IRS Form 4810: Everything You Need to Know

The convenience rule can obligate employees to pay income tax to states they might now never step foot in, since it taxes income based on the location of the employer’s office. Typically, when this happens, the state where the person lives would award a tax credit to offset taxes in the state where that person works. That means remote employees, or people how are remote jobs taxed who work for another company, can no longer claim tax deductions for their work from home. Some states have their own laws that let employees take deductions for unreimbursed expenses on their state tax returns. The tax issues related to remote work have an effect on passthrough entities (e.g., partnerships and S corporations), not just C corporations.

remote work taxes

Localities within your state, like local taxes specific to your town or city, influence what you pay at the end of the year. You earn your income in your state of residence—provided you’re working from home. Where you work is the primary factor determining to whom you pay state income tax. For example, if you live in Wisconsin but commute over the border to Illinois for work, you wouldn’t pay Illinois taxes or file a tax return in that state. If you’re working in a state that has a reciprocal tax agreement with your home state, then your work state shouldn’t withhold taxes from your paycheck, and you won’t be required to file a return for both states. If you work in a different state from where you live, you may have to file more than one state income tax return.

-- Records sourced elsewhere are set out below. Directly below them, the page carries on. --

PR #2057, opened 2023-10-24
Error and warning parsing should split the print of errors and warnings

troibe:
**What?**
Order matched suffixes in logfiles from tools as follows `[..., 'warnings', 'errors']`.
Also show a small summary of the number of each suffix.

**Why?**
Improves readability of log output.

**How?**
Reorder the way the log files are scanned.

**Example output:**
```
| WARNING | job0 | export | 0 | 28: [WARNING] no fill config file specified
| INFO    | job0 | export | 0 | Number of warnings: 1
| INFO    | job0 | export | 0 | Number of errors: 0
```

### DIFF
--- a/siliconcompiler/core.py
+++ b/siliconcompiler/core.py
@@ -2751,14 +2751,22 @@ If you are sure that your working directory is valid, try running `cd $(pwd)`.""
             checks[suffix]['args'] = regexes
             matches[suffix] = 0
 
+        # Order suffixes as follows: [..., 'warnings', 'errors']
+        ordered_suffixes = list(filter(lambda key:
+                                       key not in ['warnings', 'errors'], checks.keys()))
+        if 'warnings' in checks:
+            ordered_suffixes.append('warnings')
+        if 'errors' in checks:
+            ordered_suffixes.append('errors')
+
         # Looping through patterns for each line
         with open(logfile, errors='ignore_with_warning') as f:
             line_count = sum(1 for _ in f)
             right_align = len(str(line_count))
             # Start at the beginning of file again
             f.seek(0)
-            for num, line in enumerate(f, start=1):
-                for suffix in checks:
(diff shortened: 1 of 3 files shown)


siliconcompiler/core.py
```diff
@@ -2779,7 +2787,9 @@ def check_logfile(self, jobname=None, step=None, index='0',
                             else:
                                 self.logger.info(f'{suffix}: {line_with_num}')
 
-        for suffix in checks:
+        for suffix in ordered_suffixes:
+            if display:
+                self.logger.info(f'Number of {suffix}: {matches[suffix]}')
```
gadfort, line 2792: I think we still want the summary, just not the details

siliconcompiler/core.py
```diff
@@ -2751,14 +2751,22 @@ def check_logfile(self, jobname=None, step=None, index='0',
...
             line_count = sum(1 for _ in f)
             right_align = len(str(line_count))
-            # Start at the beginning of file again
-            f.seek(0)
-            for num, line in enumerate(f, start=1):
-                for suffix in checks:
+            for suffix in ordered_suffixes:
+                # Start at the beginning of file again
+                f.seek(0)
+                for num, line in enumerate(f, start=1):
```
gadfort, line 2769: Can you make it such that warning lines print before the error lines.

gadfort (changes requested):

siliconcompiler/core.py
troibe: That's already the case as is.
I adjusted the test now to make it more obvious.
We now have an error in the tool log before a warning.
In the siliconcompiler log the warning comes before the error.

siliconcompiler/core.py
troibe: now printing regardless of `display`

gadfort (approved):

PR #2058, opened 2023-10-26
ensure klayout honors save format

gadfort:


siliconcompiler/tools/klayout/klayout_export.py
```diff
@@ -45,6 +45,8 @@
 def gds_export(design_name, in_def, in_files, out_file, tech, allow_missing, config_file='',
                seal_file='',
                timestamps=True):
+    from tools.klayout.klayout_utils import get_write_options  # noqa E402
```
troibe, line 48: What is the reason for the dynamic import here and in the other file?

troibe (approved):
Looks good.
For documentation purposes which issue where you running into that this fixes?

gadfort:
Without this, klayout always saves a GDS, regardless of the datatype requested.

siliconcompiler/tools/klayout/klayout_export.py
gadfort: klayout seems to need this, we can try to revisit later since this might be fixed with a full path to the package

PR #2060, opened 2023-10-26
Remove valid bit from schema

troibe:
**What?**
Remove the valid bit from the schema. 
Change the `patch` number in the schemaversion because it was never implemented to begin with.

**Why?**
Now we have `-prune` to specify which paths/nodes in the flowgraph will not be run.
Therefore attaching the valid bit to nodes in the flowgraph is not necessary.


aolofsson (approved):
Makes sense!

gadfort (approved):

Which states have the ‘convenience of the employer rule’?

In addition, most owners of passthrough entities are taxed on their distributive share of income in their resident state and the state-sourced income in the nonresident states in which the passthrough entity conducts business. To avoid double taxation, most states allow their residents https://remotemode.net/ to claim a credit for taxes paid to nonresident states on the same income. While remote work may require these owners to file additional state returns based on an expanded nexus footprint, they may also see an increase in their resident state credit for taxes paid to additional states.

A person who lives and works remotely in Washington, for example, can perform work for a company that is based in California without having to pay California state taxes. However, remote workers who travel to other states and work from there may have to file a nonresident state tax return. Remote workers do not have to file nonresident state tax returns unless they physically travel to another state and perform work while they are there. In certain cases, a reciprocity agreement may protect workers from taxes in different states. Individuals can be taxed based on both where they live, and where they earn income.

Remote working and taxes: final considerations

Employers generally do not withhold any taxes from contractors or make payments to government entities on their behalf. Tax rates for contractors vary from country to country, so contractors should consult local guidelines for specific tax rates and savings tips. You can exempt yourself from this double taxation with the convenience rule. This rule indicates that you might not have to pay twice as long as your employer requests you to work in this remote location for the company’s convenience. If your employer operates out of another state, you typically won’t have to pay two sets of remote work taxes. Often, employee-based income taxes are based on the state where you generate income, not where the revenue itself is generated.

  • This gives you the percentage of your home that is dedicated to your home office.
  • During the pandemic, application of the convenience-of-the-employer rule has been inconsistent.
  • You would only have to pay Maryland taxes and file a return in the state in which you reside.
  • Traveling for work across state lines can put you in a unique tax situation because you might face double taxation.